Currently, there is no validated biomarker for risk susceptibility to GWI. One study has suggested that genes in the major histocompatibility class (MHC) II family of human leukocyte antigens (HLA) may be a potential risk factor [16]. Investigators have also identified significant associations between GWI and genetic variants of the enzymes butyrylcholinesterase (BChE) and paraoxonase-1 (PON1), which act to neutralize adverse effects of cholinergic neurotoxicants on the body [17,18]. Given the impact of immune responses linked to GWI symptomology and the substantial variability in immune response between individuals, we hypothesized that likely biomarkers may reside in genes that control or enhance inflammation such as TGF-beta (TGF-β, TGF). This Boston University-based Gulf War Illness Consortium (GWIC) study aimed to investigate the associations between a number of immune and pain genetic loci and GWI in GW veterans with and without GWI.

2. Materials and Methods

2.1. Study Participants

Two-hundred and sixty-nine GW veterans with (cases, n = 223) and without (controls, n = 46) GWI were recruited to participate in the core GWIC case-control study [19]. The study protocol and informed consent documents were approved by institutional review boards at Boston University, Miami VAMC, and Baylor College of Medicine and reviewed by the U.S. Army Medical Research and Development Command’s Office of Human Research Protections. All participants provided written informed consent prior to participating in accordance with the Declaration of Helsinki. Eligibility criteria and GWI case/control status determined according to the Kansas GWI case definition criteria have been described previously [19]. In particular, veterans who had previously been diagnosed with any from a predetermined list of chronic medical conditions were excluded from recruitment in the study.
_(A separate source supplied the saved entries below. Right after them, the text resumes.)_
PR #274, opened 2016-10-11
Changing random_intergers() to randint()

mhnazeri:
np.random.random_integers() is depricated in numpy 1.11, we better use np.random.randint() instead.

### DIFF
--- a/intro/numpy/operations.rst
+++ b/intro/numpy/operations.rst
@@ -404,7 +404,7 @@ Other reductions
   .. sourcecode:: pycon
 
    >>> t = np.arange(t_max)
-   >>> steps = 2 * np.random.random_integers(0, 1, (n_stories, t_max)) - 1
+   >>> steps = 2 * np.random.randint(0, 1 + 1, (n_stories, t_max)) - 1 # +1 because the high value is exclusive
    >>> np.unique(steps) # Verification: all steps are 1 or -1
    array([-1,  1])
 
--- a/advanced/image_processing/index.rst
+++ b/advanced/image_processing/index.rst
@@ -115,7 +115,7 @@ For large data, use ``np.memmap`` for memory mapping::
 Working on a list of image files ::
 
     >>> for i in range(10):
-    ...     im = np.random.random_integers(0, 255, 10000).reshape((100, 100))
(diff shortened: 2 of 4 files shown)


intro/numpy/operations.rst
```diff
@@ -404,7 +404,7 @@ Other reductions
   .. sourcecode:: pycon
 
    >>> t = np.arange(t_max)
-   >>> steps = 2 * np.random.random_integers(0, 1, (n_stories, t_max)) - 1
+   >>> steps = 2 * np.random.randint(0, 1 + 1, (n_stories, t_max)) - 1 # +1 because the high value is exclusive
```
gertingold: +1, but wouldn't it be better to set the second argument directly to 2?

mhnazeri: I think for clarification it is better to show it by +1 in the first example.

mhnazeri:
I'm going through the tutorial from the beginning and running examples, I will amend this PR as soon as I encounter another randint()

gertingold:
As far as I can see, `random_integers` is present in the following files

- advanced/image_processing/index.rst
- intro/numpy/operations.rst (you have taken care of this one already)
- intro/numpy/array_object.rst
- pyplots/numpy_intro_5.py

mhnazeri:
_Thanks_. I've changed all those files.

GaelVaroquaux:
Thanks for the pull request and the review. Merging

gertingold:
Thanks for your contribution and sorry for looking into this so late. I am still not completely convinced by the explicit +1 in the random walk example because `randint` works like the familiar `range`, so the reader not knowing `random_integers` should not be too surprised. In addition, the correctness of the generated numbers is checked in the next code line. However, in view of #276 it seems appropriate to merge now and possibly amend the change later. 

@GaelVaroquaux: what do you think?

GaelVaroquaux:
@gertingold : I agree with you and just merged.

gertingold:
But what about the +1? Should we leave it as it is or assume that the reader will figure it out if `high` is set to 2?

GaelVaroquaux:
I thought that we could leave it like this.

gertingold:
Ok, fine.

PR #276, opened 2016-11-28
Update array_object.rst

XytHu:
np.random.random_integers has been deprecated, use np.random.randint instead


gertingold:
Thank you for your contribution. This is a partial duplicate of #274. Note also that your replacement is not equivalent because the argument `high` in `randint` is exclusive in contrast to `random_integer`.

PR #277, opened 2016-12-21
Updated Sympy Section

shibasisp:
In reference to the issue #11543 of (Sympy)[https://github.com/sympy/sympy/issues/11543]. I have updated the sympy section according to latest sympy.


gertingold:
It seems that one check (`dsolve` example in line 451) fails because we are asking Travis to use SymPy 0.7.5 (released in February 2014) while I can confirm that the output given in the PR can be obtained with SymPy 1.0 (released in March 2016). May be we should consider to use a more recent version of SymPy in Travis CI?

shibasisp:
Yes! It is obtained with SymPy 1.0. Maybe changing SymPy's version to 1.0 passes the tests.

GaelVaroquaux:
> It is obtained with SymPy 1.0.

I am fine changing the tests on travis. For this, you'll need to edit the
".travis.yml" in the project.

GaelVaroquaux:
You have failing doctests on travis https://travis-ci.org/scipy-lectures/scipy-lecture-notes/jobs/185876551

It's probably just cosmetics, but I fear that we cannot merge like this. Can you have a look and try to fix them please.

Thanks a lot for your hard work.

shibasisp:
It would be a great help if you could tell me how I can run the tests in my local environment. I tried `make test` but it gave me errors. I am beginner to open source and have not dealt with testing before.

gertingold:
In order to develop a solution to this specific problem, it probably makes sense to concentrate on the file in question by running `python -m doctest sympy.rst`.

shibasisp:
Thanks @gertingold ! Also the `dsolve(sin(x)*cos(f(x)) + cos(x)*sin(f(x))*f(x).diff(x), f(x), hint='separable')` part isn't rendering properly when built, although it is working perfectly fine when github or any other online RST viewer renders. I guess it isn't able to wrap properly.

gertingold:
I built the html pages from your modified version and it works fine for me. As far as I can see, the problem is that the line breaks depend on the width allowed by the output device. While such a problem is usually avoided by the  `+NORMALIZE_WHITESPACE` directive, it does not work here because each logical line is actually a multi-line construct. I wonder whether for the purpose of this example, one should fall back to the standard output mode which yields
```
[Eq(f(x), -asin(sqrt(C1/(sin(x)**2 - 1) + 1)) + pi),
 Eq(f(x), asin(sqrt(C1/(sin(x)**2 - 1) + 1)) + pi),
 Eq(f(x), -asin(sqrt(C1/(sin(x)**2 - 1) + 1))),
 Eq(f(x), asin(sqrt(C1/(sin(x)**2 - 1) + 1)))]
```
This output is easier to handle by doctest and not really harder to read than the multi-line output. If the output mode is changed here, a note should probably be added in view of line 121-123 in `sympy.rst`.

shibasisp:
So should I disable pretty printing for `dsolve(sin(x)*cos(f(x)) + cos(x)*sin(f(x))*f(x).diff(x), f(x), hint='separable')` only? and for that do I need to specify anything for the doctest to pass ?

gertingold:
Just for the record: adding to ``init_printing`` the argument ``num_columns=88`` makes the test for ``sympy`` pass. However, this does not really seem like the right way of doing it.

shibasisp:
I tried it, the doc-test passed however it didn't render correctly.Should I make a PR in that case?

GaelVaroquaux:
> adding to init_printing the argument num_columns=88 makes the test for
> sympy pass. However, this does not really seem like the right way of
> doing it.

We can do this in a hidden command, using restructured-text comments.
That way it is executed by the test but not seen by the user.

That would same good to me.

gertingold:
@shibasisp: What is wrong in the rendering (I cannot try it out right now), can it be fixed by adjusting the number of columns? Since Gael agrees with setting the number of columns, trying to tweak things until everything fits is probably worth it.

shibasisp:
@gertingold the rendering didn't get solved. It is as it was earlier. Only the doctest passed. I think It can be fixed by adjusting the number of columns.

shibasisp:
@GaelVaroquaux  I am unclear how that can be done. I don't have any experience with sphinx except this PR.

gertingold:
@shibasisp: The idea of hidden commands mentioned by @GaelVaroquaux is to put a comment containing the appropriate code. As an example, here are two lines taken from ``intro/scipy.rst`` (lines 385/6):
```
.. Comment to make doctest pass
   >>> np.random.seed(42)
```
which sets the seed in order to have a reproducible result.
A comment starts with two dots at the beginning of the line followed by a whitespace and possibly some text as long as it cannot be interpreted in another way, like ``sourcecode`` or so. The comment continues as long as the text is indented. See also the [section Comments in the Sphinx reStructuredText Primer](http://www.sphinx-doc.org/en/1.5.1/rest.html#comments).

shibasisp:
@gertingold thanks for the explanation! If it's not that urgent, I would like to work on this after a week.

gertingold:
@shibasisp Take your time.

GaelVaroquaux:
@shibasisp : any updates? Some people were inquiring about the sympy section.

shibasisp:
If anyone else is interested, I'd like to close my PR.

PR #280, opened 2017-03-13
switch year

gertingold:
The cover of the edition 2016.1 still says that it is the 2015 edition. Even though we are in 2017 now, it might be appropriate to make the cover consistent for the current edition, i.e. replace 2015 by 2016. The pdf has been generated by means of inkscape.


pdebuyl:
We may need a rebuild for other reasons too, see #281

rougier:
I'll modify the cover.

pdebuyl:
@rougier I am ok to push a new version but I'd like to check the protocol:

    git clone https://github.com/scipy-lectures/scipy-lecture-notes
    cd scipy-lecture-notes
    make install

Is that all?

GaelVaroquaux:
The procedure is technically correct, but we usually do a release when we rebuild the website.

I guess that it's not important.

pdebuyl:
I see the benefit of now having too many tags :-) I'll see what can be collected for a bugfix release and come back.

Issue #281, opened 2017-04-12
matplotlib tutorial: examples not showing


amueller:
here:
http://www.scipy-lectures.org/intro/matplotlib/matplotlib.html#other-types-of-plots-examples-and-exercises

![image](https://cloud.githubusercontent.com/assets/449558/24973542/292f2420-1f8d-11e7-8d52-69df776ce9ef.png)

I don't think that's intentional.

pdebuyl:
A "fresh" build does not do this. @GaelVaroquaux what is the procedure for re-building the website?

pdebuyl:
solved by uploading a recent version

PR #284, opened 2017-04-27
use explicit integer division

pdebuyl:
Fixes build with sphinx-gallery

### DIFF
--- a/advanced/image_processing/examples/plot_geom_face.py
+++ b/advanced/image_processing/examples/plot_geom_face.py
@@ -13,7 +13,7 @@ import matplotlib.pyplot as plt
 face = scipy.misc.face(gray=True)
 lx, ly = face.shape
 # Cropping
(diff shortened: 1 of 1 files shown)


pdebuyl:
BTW, I don't know if we have a "do not merge your PRs policy" here

Also, the problem is that the code, when executed via sphinx-gallery, bears the `from __future__ import division` and that the problem was solved similarly in https://github.com/scipy-lectures/scipy-lecture-notes/commit/bda3c3bf6be5eb98270db349bb2a3c4f51bb9eb0

GaelVaroquaux:
> BTW, I don't know if we have a "do not merge your PRs policy" here

No, we're lacking too much developers. It's good to try to get reviews,
in particular if the changes are large: the goal is to avoid a random
walk in the style and content.

pdebuyl:
Ok. The change was small here, so I ended up merging.

I am ok to rebuild the the website (see #280 and #281) can you check the procedure in #280 ?

PR #285, opened 2017-07-25
2.1.2 - Plural inconsistency fix

LFP6:
There was inconsistency as far as usage of singular vs plural ("a function or a class are" -> "functions and classes are", since the rest of the paragraph uses it as plural). Also removed an extra space


gertingold:
Thanks for your contribution.

PR #4, opened 2018-07-24
Pull image and accept registry out

### LINKED ISSUE #2: Enhancement: Option to pull image if it does not exist on Docker host
Currently, the first example will fail if your Docker host does not have the `nginx` image pulled. Maybe a way to indicate the image should be pulled if it doesn't exist in the host could be useful?

gianarb:
Other than pulling an image to be sure that it exists this PR introduced
a mechanism to download images from a private repository.

Fixed #2 

@sirlatrom what do you think?

### DIFF
--- a/docker.go
+++ b/docker.go
@@ -16,6 +16,7 @@ type RequestContainer struct {
 	Env          map[string]string
 	ExportedPort []string
 	Cmd          string
+	RegistryCred string
 }
 
 // Container is the struct used to represent a single container.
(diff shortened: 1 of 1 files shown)


sirlatrom:
@gianarb Sorry for not getting back to you. This looks like a fine way to do it. Perhaps looking into https://github.com/docker/cli/blob/6686ada6a4cf4e872af4d9bf3f61c387be934d87/cli/config/credentials/credentials.go#L12 could be an idea if it's a valid use case to use the client's config/auth store from their Docker CLI (if available).

gianarb:
Way better @sirlatrom do you have a chance to work on it?

PR #29, opened 2018-11-23
Implemented a create-only function

### LINKED ISSUE #20: Allow manual start of container
The java implementation actually requires users of the library to start the container on their own or use a test framework integration.

The go lib should probably also provide a way to start the container on request rather than on creation of the testcontainer setup.

gianarb:
As requested here #20 this PR implements a flow to only create
containers. The container has a new `Start` function to run it when you
wish.

@mraerino

```go
c, err := CreateContainer(ctx, "nginx", input)

....
....

err := c.Run(ctx)

.....
.....

```

Fixed #20

### DIFF
--- a/docker.go
+++ b/docker.go
@@ -26,7 +26,8 @@ type RequestContainer struct {
 // Container is the struct used to represent a single container.
 type Container struct {
 	// Container ID from Docker
-	ID string
+	ID      string
+	started bool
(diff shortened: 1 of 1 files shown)


mraerino:
`Run` should actually also implement the waiting strategies. So you might want to move that to `Run` from `RunContainer`.

gianarb:
Reverted I will open a new one soon.

PR #30, opened 2018-11-23
Refactor docker handling to create client once for a context

mraerino:
This is a suggestion for improved handling of the docker client.
It seems reasonable to reuse the client.


gianarb:
Thanks

PR #32, opened 2018-11-23
Implemented function to create-only container

gianarb:
We need the ability to create a container without running it.
This PR introduced this feature with the method `CreateContainer`.
It works like the `RunContainer` but without executing the container
cmd.

You can run it as you wish with the function `container.Run(ctx)`.

The `Run(ctx)` function doesn't need a wait strategy. If you need one
you need to set it up by yourself programmatically.

### DIFF
--- a/docker.go
+++ b/docker.go
@@ -29,6 +29,8 @@ type Container struct {
 	ID string
 	// Cache to retrieve container infromation without re-fetching them from dockerd
 	raw *types.ContainerJSON
+
+	cli *client.Client
 }
 
 // LivenessCheckPorts returns the exposed ports for the container.
@@ -56,11 +58,7 @@ func inspectContainer(ctx context.Context, c *Container) (*types.ContainerJSON, 
 	if c.raw != nil {
 		return c.raw, nil
 	}
-	cli, err := client.NewEnvClient()
-	if err != nil {
-		return nil, err
-	}
-	inspect, err := cli.ContainerInspect(ctx, c.ID)
+	inspect, err := c.cli.ContainerInspect(ctx, c.ID)
 	if err != nil {
 		return nil, err
 	}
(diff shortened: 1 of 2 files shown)


gianarb:
@mraerino  this represents what I have in my mind I think. I don't think we should support the wait strategy in the `Run` function. If you need one you can call it after the `Run` func.

mraerino:
Are you sure there should not be sugar to have a blocking Run call if a waitingStrategy is supplied when creating the container?
In Java this works like this: https://www.testcontainers.org/usage/options.html#startup-timeout

gianarb:
I can see the flavor @mraerino now that you showed me that but I am not sure how we can reach that API in Go.

Maybe we should wrap the ExportPort around a more complicated object, not like today that it is just a string `80/tcp` but something more like:

```go
ExportPort{
    ID: `80/tcp",
    WaitFor: []WaitStrategy // This will be associated on the port `80/tcp`
}
```
I think this is related to #33 and @MeneDev can give us an idea.

mraerino:
Another way would be to set the port on the `WaitStrategy` struct.
This would allow having wait strategies that know which ports to connect on (e.g. postgres)

gianarb:
Yep, I probably like more the idea to have a reference of the port in the wait strategy as suggested #33 and as yo usaid @mraerino

mraerino:
The http strategy would then look like this:

```golang
type httpWaitStrategy struct {
	// all WaitStrategies should have a startupTimeout to avoid waiting infinitely
	startupTimeout time.Duration

	// httpWaitStrategy has additional properties
	port		  uint16
	path              string
	statusCodeMatcher func(status int) bool
	useTLS            bool
}
```

gianarb:
Yes I think more than how it is implemented internally we should spent some time around how to make the interface easy and general enough.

Data were collected on each participant’s deployment and medical history, physical characteristics (e.g., vital signs, body mass index, smoking status) and demographic characteristics including sex, age, race, and ethnicity.

2.2. Genetic Analysis

Genomic DNA was isolated from saliva samples from each veteran and analyzed for 21 single nucleotide polymorphisms (SNPs) in the following genes using a customized Agena Mass Array assay at the Australian Genome Research Facility (Brisbane, Australia): IL1B (rs16944, rs1143627, rs1143634), IL2 (rs2069762), IL6 (rs10499563), IL10 (rs1800871, rs1800896), IL6R (rs8192284/rs2228145), TNF (rs1800629), TGF (rs11466314, rs1800469), TLR2 (rs3804100), TLR4 (rs4986790, rs4986791), MD2 (LY96, rs11466004), MYD88 (rs6853), BDNF (rs6265), CRP (rs2794521), ICE (CASP1, rs554344, rs580253) and OPRM1 (rs1799971) [20]. In addition, variability in the COMT (rs4680) gene was examined using a commercially available TaqMan^® SNP genotyping assay kit (ThermoFisher Scientific, Scoresby, Australia).

2.3. Statistical Analysis

Hardy–Weinberg equilibrium was not significant for any SNP (p > 0.77). In order to avoid race obscuring associations, data from Caucasian only veterans with complete genetic information, 170 GWI cases and 34 controls, were included for analyses reported here. Similar analyses in other ethnic groups were not possible due to small sample number of cases (n = 2–4). Chi-square, Fisher’s exact and Mann–Whitney U tests were used to examine differences in participant demographic, deployment and military characteristics and genotypes between veterans with (cases) versus without (controls) GWI. Logistic regression modeling with step-wise approach of model building, where each genetic factor was added to investigate increased strength of the model and then once a genetic factor was added a step-back was performed to see if the model could be further improved by removing a previously added genetic factor. Factors were added or removed based on Akaike information criterion (AIC). This process built the strongest predictive genetic risk model. The receiver operator characteristic (ROC) curve was obtained by plotting the sensitivity (true positive) of the model against 1-specificity (false positive) of the model [21]. The percentage area under the curve (AUC) of the ROC curve was then used to assess the ability of the models to predict GWI with the value indicating the percentage of veterans who were correctly classified by the model as having GWI. Analysis was conducted using R [22] in RStudio [23].

3. Results

Participant demographic, military, and deployment characteristics are presented in Table 1. These characteristics were not different between GWI cases and controls with the exception of the 1990 rank of the veterans, where there was a significantly higher number of officers in the control group (Odds ratio (95% confidence interval) = 3.8 (1.6–8.8), p = 0.006, Table 1).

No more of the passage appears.